イエスなんかだいっきらいだった

 「イエスはその子の父親に尋ねられた。「この子がこんなになってから、どのくらいになりますか。」父親は言った。「幼い時からです。この霊は、彼を滅ぼそうとして、何度も火の中や水の中に投げ込みました。ただ、もし、おできになるものなら、私たちをあわれんで、お助けください。」
 するとイエスは言われた。「できるものなら、と言うのか。信じる者には、どんなことでもできるのです。」
  するとすぐに、その子の父は叫んで言った。「信じます。不信仰な私をお助けください。」
 イエスは、群衆が駆けつけるのをご覧になると、汚れた霊をしかって言われた。「おしとつんぼの霊。わたしが、おまえに命じる。この子から出て行きなさい。二度と、はいってはいけない。」(マルコ9:21-25)

---

 今日は、私のきわめて個人的な話を書こうと思う。

 1999年、私は生まれて初めて教会というところに行き、そしてややして聖書を手にした。
 一神教としての「神」は、すぐに理解がいった。
 「聖霊」というのも、なんとなく分かったような気がした。
(今はかえって、分からないことにしている。)
 ところが、聖書の中で最も重要なイエス、このお方が「何なのか」さっぱりわからなかった。
 ずっと分からなかった。

 私は三位一体について書こうとしているのではない。
(そんなもん、書けない。)
 聖書を読んでいっても、イエスに対する共感や崇拝、同情の念の類を、どうしても抱くことができなかったのだ。
 このイエスという人は、人々を癒したり悪霊を追い出したりしているうちに十字架に架かって復活した、それがなんだというのだ、というのが正直なところだった。
 だから、ビデオや映画の類を見るとなおさら気持ちが離れていった。

 そのうち、だんだん、イエスが嫌いにすらなっていった。
 上の聖書箇所が、そのきっかけだ。
 「できるものなら、と言うのか。信じる者には、どんなことでもできるのです」、この言い方が気に入らない。
 「イエスは、群衆が駆けつけるのをご覧になると」、お前、ただの目立ちたがり屋じゃないか。
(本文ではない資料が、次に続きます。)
PR #1105, opened 2019-07-29
(BOLT-1492) Fix error in get_targets with inventory v2 in apply

donoghuc:
Until get_targets is supported for inventory v2 in apply blocks empty data should be passed to bolt_catalog. There is still the expectation that config data (namely transport information) is passed along in order for a net new target to be returned when get_targets is used within an apply block with inventory v2. This commit sends along the expected serialized config data while still excluding any existing target information in the inventory.

### DIFF
--- a/spec/fixtures/apply/basic/plans/inventory_2_lookup.pp
+++ b/spec/fixtures/apply/basic/plans/inventory_2_lookup.pp
@@ -1,0 +1,11 @@
+plan basic::inventory_2_lookup(TargetSpec $nodes) {
+  # TODO: Provide inventory data to bolt_catalog to support get_targets in apply
+  return apply($nodes) {
+    # get_targets should return empty list for 'all'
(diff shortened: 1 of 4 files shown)


spec/fixtures/apply/basic/plans/inventory_2_lookup.pp
```diff
@@ -0,0 +1,11 @@
+plan basic::inventory_2_lookup(TargetSpec $nodes) {
+  # TODO: Provide inventory data to bolt_catalog to support get_targets in apply
+  return apply($nodes) {
+    # get_targets should return empty list for 'all'
+  	$t_all = get_targets('all')
```
lucywyman: This indentation seems weird

donoghuc: I had tab size set to 4 for some reason in my text editor. Updated.

PR #1107, opened 2019-07-30
(BOLT-1412) Only process task_options for tasks/plans

donoghuc:
When running a script there could be positional script arguments that contain `=` characters. Previously, regardless of the subcommand the cli parser would try to extract task_options by splitting arguments on the `=` character. This commit updates the parser to only attepmt to built a task_options hash if a task or plan is being run.


lucywyman:
Works locally for me!

PR #1109, opened 2019-07-31
(BOLT-1329) Delete wrapper script with sudoable connections

donoghuc:
This commit adds a line to delete the wrapper script that could contain sensitive parameters from the temporary directory once it it loaded. This is safe to do because the wrapper script is loaded only once. Deleting it reduces the time the sensitive parameters are stored on disk.

### DIFF
--- a/lib/bolt/transport/sudoable.rb
+++ b/lib/bolt/transport/sudoable.rb
@@ -120,9 +120,11 @@ module Bolt
 
               if conn.run_as && stdin
                 # Inject interpreter in to wrapper script and remove from execute options
-                wrapper = make_wrapper_stringio(remote_task_path, stdin, execute_options[:interpreter])
+                wrapper_name = 'wrapper.sh'
+                wrapper_path = File.join(dir.to_s, wrapper_name)
+                wrapper = make_wrapper_stringio(remote_task_path, stdin, wrapper_path, execute_options[:interpreter])
                 execute_options.delete(:interpreter)
-                remote_wrapper_path = conn.write_executable(dir, wrapper, 'wrapper.sh')
+                remote_wrapper_path = conn.write_executable(dir, wrapper, wrapper_name)
                 command << remote_wrapper_path
               else
                 command << remote_task_path
@@ -141,10 +143,11 @@ module Bolt
         end
       end
 
-      def make_wrapper_stringio(task_path, stdin, interpreter = nil)
+      def make_wrapper_stringio(task_path, stdin, wrapper_path, interpreter = nil)
         if interpreter
           StringIO.new(<<~SCRIPT)
             #!/bin/sh
+            rm '#{wrapper_path}'
             '#{interpreter}' '#{task_path}' <<'EOF'
             #{stdin}
             EOF
@@ -152,6 +155,7 @@ module Bolt
         else
           StringIO.new(<<~SCRIPT)
             #!/bin/sh
+            rm '#{wrapper_path}'
             '#{task_path}' <<'EOF'
             #{stdin}
             EOF
--- a/lib/bolt/transport/sudoable.rb
+++ b/lib/bolt/transport/sudoable.rb
@@ -120,12 +120,17 @@ module Bolt
 
               if conn.run_as && stdin
                 # Inject interpreter in to wrapper script and remove from execute options
-                wrapper_name = 'wrapper.sh'
-                wrapper_path = File.join(dir.to_s, wrapper_name)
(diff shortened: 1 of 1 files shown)


donoghuc:
I did some manual testing by setting breakpoint right before wrapper is executed and tested that after execution the file is deleted. Not sure about automated tests, open to ideas.

lib/bolt/transport/sudoable.rb
```diff
@@ -120,7 +120,8 @@ def run_task(target, task, arguments, options = {})
 
               if conn.run_as && stdin
                 # Inject interpreter in to wrapper script and remove from execute options
-                wrapper = make_wrapper_stringio(remote_task_path, stdin, execute_options[:interpreter])
+                wrapper_path = File.join(dir.to_s, 'wrapper.sh')
```
lucywyman: I'd be inclined to pull `'wrapper.sh'` into a var, since we use it twice. It seems silly to make the path twice, but I'd rather do that than manually call `copy_file` and `make_executable`.

donoghuc:
I think that even with huge stdin (even up to 150 M)  this is OK, tested with following plan
```puppet
plan test(TargetSpec $nodes) {
  $long = file::read('/home/cas/working_dir/bolt/foo')
  notice($long.length)
  $result = run_task('sample::stdin', $nodes, message => $long).results[0].to_data['result']['message']
  notice($result.length)
}
```
```
cas@cas-ThinkPad-T460p:~/working_dir/bolt$ bolt plan run test -t ixg143vm7hctjdc.delivery.puppetlabs.net --run-as root --sudo-password Qu@lity!
Starting: plan test
Starting: plan test
160000000
Starting: task sample::stdin on ixg143vm7hctjdc.delivery.puppetlabs.net
Finished: task sample::stdin with 0 failures in 11.92 sec
160000000
Finished: plan test in 12.03 sec
Finished: plan test in 12.03 sec
```

lucywyman:
Agree - I used https://github.com/puppetlabs/bolt/blob/master/spec/bolt/transport/local_spec.rb#L118 with ~200 megs and the task executed as expected.

donoghuc:
Further testing with total lines (vs just a really long line tested above) in the script also supports that this is safe to do. I generate a script with 
```
File.open('t.sh', 'w') do |f|
   f.write("rm '/home/cas/working_dir/bolt/t.sh'\n")
  (1..10000000).each { |i| f.write("echo #{i}\n")}
end
```
And can verify that it both deletes the source as well as echos every line. 
```
cas@cas-ThinkPad-T460p:~/working_dir/bolt$ chmod +x t.sh
cas@cas-ThinkPad-T460p:~/working_dir/bolt$ ./t.sh | tail
9999991
9999992
9999993
9999994
9999995
9999996
9999997
9999998
9999999
10000000
cas@cas-ThinkPad-T460p:~/working_dir/bolt$ stat t.sh
stat: cannot stat 't.sh': No such file or directory
```

lib/bolt/transport/sudoable.rb
donoghuc: updated

donoghuc:
Based on the discussion on https://stackoverflow.com/questions/2028874/what-happens-to-an-open-file-handle-on-linux-if-the-pointed-file-gets-moved-del it seems like this should be safe to do.

lib/bolt/transport/sudoable.rb
```diff
@@ -120,12 +120,17 @@ def run_task(target, task, arguments, options = {})
...
-                execute_options.delete(:interpreter)
-                remote_wrapper_path = conn.write_executable(dir, wrapper, wrapper_name)
-                command << remote_wrapper_path
+                # wrapper_name = 'wrapper.sh'
+                # wrapper_path = File.join(dir.to_s, wrapper_name)
+                # wrapper = make_wrapper_stringio(remote_task_path, stdin, wrapper_path, execute_options[:interpreter])
+                # execute_options.delete(:interpreter)
+                # remote_wrapper_path = conn.write_executable(dir, wrapper, wrapper_name)
+                build_command = if execute_options[:interpreter]
+                                  "sh -c '(cat <<EOF\n#{stdin}\nEOF\n) | #{execute_options[:interpreter]} #{remote_task_path}'"
```
donoghuc: Oh right, I dont think this will ever work with big input.
```
    Errno::E2BIG:
2646       Argument list too long
```

donoghuc:
Based on discussion this has sparked a new ticket has been filed https://tickets.puppetlabs.com/browse/BOLT-1502 to cover working on a way to completely circumvent using a wrapper script.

 ヨハネ福音書の中にも、イエスの言動にヒステリックさを感じ取ってしまい、ほとほと嫌気が差していた。

 大体にして聖書を読んでいてイエスが嫌では、まずいだろう。
 そういう思いがあったので、この嫌悪感は長年私を苦しませた。
 だが苦しもうが、嫌なものは嫌なのだ。

 さて今の私の内には、そのような感情は微塵も残っていない。
 私は今、イエスを心の底から愛し、つき従っている。
 「人」になられて使わされたのは、あくまでこのイエスなのだ(「ことばは人となって、私たちの間に住まわれた」ヨハネ1:14)。
 上記した聖書箇所は、次のように把握している。
 イエスは、どこまでもすがりつくような信心をお求めになる。
 たとえばツロ・フェニキアの女(マルコ7:25-30)のように。このような話は、随所に出てくる。
 また、しるしは大勢の人に見てもらうためにするものだ。1人よりは10人、10人よりは100人。
 その中から、1人でも救われる者が出るために。見えるようになるために。


 去年の今頃までは、私はまだ何一つ分かっていなかった。
 何も見えていなかった。

 イエスは、当時の最高刑・十字架に架かって死に、三日後に復活する。
 それと同じように、人が「見える」ようになるためには、自ら担いだ自分の十字架 -それは生涯の内で最も重たいものかも知れない- に「死ぬ」ことが、どうしても必要なのだと思う。
 見えなかったものが、(神がお造りなったそのままに)見えるようになること、これが復活ではないかという気がしている。
 それで今までも、イエスの十字架がこの道を切り開いてくれた、とたびたび書いた。

 渓流で遊んでいるところを想像して欲しい。
 ある地点では、ぽちゃぽちゃとお気楽にやっている。
 だが、突然流れの急な箇所にさしかかってしまい、もはや自分の身で自分を制御することが不可能となり、滝が流れ落ちるところまで行き着き、そして、落ちる。
 落ちてどうなるのかというと、一巻の終わり、なのではなく、そこは静かで涼しげだ。
 そこで、見えるようになる…。
 「自分の十字架」とは、このようなものだと思う。
(この話はイメージなので、実際に滝に落ちようとはしないように。)

 本ブログを私は昨年5月から始めているが、昨年9月を境に記事の内容は大きく様変わりし、また、大きな出来事等がなければ毎日書き連ねてきた。不思議と毎日、何かしら書くことは見つかった。
 象徴的な2つの記事をリンクしておこうと思う。

・自分の十字架に架かっている頃の記事……こちら
・聖書の見方が全く変わった最初の記事……こちら


 第二のリンク先でも書いたが、私にとってとどめは「私はいのちのパンです」(ヨハネ6:48)だ。
 このとき初めて、イエスが分かった。
 ぴちゃぴちゃやってた頃は、何度読んでも全く分からなかったものだ。
 そして第一のリンク先での記事は、まだ「滝に落ちる」よりも手前の記事だ。
(その証拠に、ブログを書けるだけの余力がある。聖書の引用にも、目を覆うものがある。)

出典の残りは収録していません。